There are also some other important notes. Storing a byte array in Java costs something. The pointer alone (64bit) is 8bytes. Then there is the byte length field, padding, etc. In other words, I limited the system to never store email lines under 64 bytes. Small lines get concatenated together straight away.

Second, there are more email-idiomatic tweaks we can do to improve the situation. Base64-encoded attachments are effectively un-cacheable, so we pass over those.

Third, although from our cheeky example it may seem like we're finding optimal line sets (i.e. ABC). We're not. We could end up caching ABC and destroying an opportunity for a more optimal BCDXYZ or something. I'm guessing this doesn't happen often but would be an interesting future consideration.

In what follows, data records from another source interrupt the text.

Issue #9029, opened 2020-04-08
Access all source AMI attributes like its Date


nitrocode:
Please search the existing issues for relevant feature requests, and use the
reaction feature
(https://blog.github.com/2016-03-10-add-reactions-to-pull-requests-issues-and-comments/)
to add upvotes to pre-existing requests.

#### Feature Description

Would be nice to access other source AMI attributes like its date

#### Use Case(s)

I'd like to not only grab the source ami (which is currently possible) but also the source ami's date, and perhaps additional parameters of the source ami, and set those as new tags on my newly created AMI.

Thanks!

SwampDragons:
Hi, thanks for reaching out with this suggestion. I'm not sure when the team will get a chance to work on this, but pull requests are always welcome.

PR #9277, opened 2020-05-22
Added SourceAMICreationDate

nitrocode:
Added `SourceAMICreationDate` so the image's `CreationDate` can be used.

Modeled PR after https://github.com/hashicorp/packer/pull/8550

Closes https://github.com/hashicorp/packer/issues/9029

### DIFF
--- a/website/pages/docs/builders/amazon/chroot.mdx
+++ b/website/pages/docs/builders/amazon/chroot.mdx
@@ -289,6 +289,7 @@ variables are available:
   building the AMI.
 - `SourceAMI` - The source AMI ID (for example `ami-a2412fcd`) used to build
   the AMI.
+- `SourceAMICreationDate` - The source AMI creation date (for example `"2020-05-14T19:26:34.000Z"`).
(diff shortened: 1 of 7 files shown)


nitrocode:
I signed the license/cla just now.

nitrocode:
@SwampDragons do you think there's a better way where we can expose all the attributes of the SourceAMI instead of individual values?

website/pages/docs/builders/amazon/chroot.mdx
```diff
@@ -289,6 +289,7 @@ variables are available:
   building the AMI.
 - `SourceAMI` - The source AMI ID (for example `ami-a2412fcd`) used to build
   the AMI.
+- `SourceAMICreationDate` - The source AMI creation date
```
azr, line 292: Can you please add an example of date here for better docs ?

nitrocode: Added an example. Thanks for the comment.

SwampDragons:
Thanks!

Edit: Wow, sincere thanks to an Anonymous commenter for making me reconsider the above algorithm. I had originally stated it was O(n^2). My first version was indeed O(n^2) (which wasn't written about) and after a few changes it became O(n) and I failed to see that. I find its very easy to find tech reviewers once an article hits Hackers News, before then though - not so much. :)   My apologies for the error.

So for the end-user, this whole diatribe simply means little except their emails are sticking around longer. They have no idea that when they click to read an email we may be LZW or LZMA decompressing tens of byte arrays shared by thousands of emails with a custom-sliding dictionary built by scanning emails that arrived hours ago and then catenating them together so they can be shown on their webpage all in a few milliseconds. And they likely don't care, they're probably too busy signing up for Minecraft or something.

But that's ok. I know.

And if you got this far, you know too.

Ok.. now back to real work. What was I doing again? Oh yeah, writing some slick one-liners in Ruby. No clue on the running times - probably like O(n^4) or something, but if I fiddle with it a bit more - I bet I can cut the character count of the code by half!